Records from a dataset
****************

Issue #378, opened 2019-10-13
Make account info handler robust


kstola2:
- [ ] Have the handler for account info requests with a new wallet address check the pending pool first for the wallet address and return that information if it's found
- [ ] Test supports new behavior

bashbashbash:
I either need more explanation about this task or the functionality has already been implemented

PR #434, opened 2019-11-16
Functionized settings/main

bashbashbash:
#378 

The main goal was to simply settings/main, which I believe has been achieved. Pleaser provide comments.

****************

Which lines of the data contain "been"? Copy them all.

I either need more explanation about this task or the functionality has already been implemented
The main goal was to simply settings/main, which I believe has been achieved. Pleaser provide comments.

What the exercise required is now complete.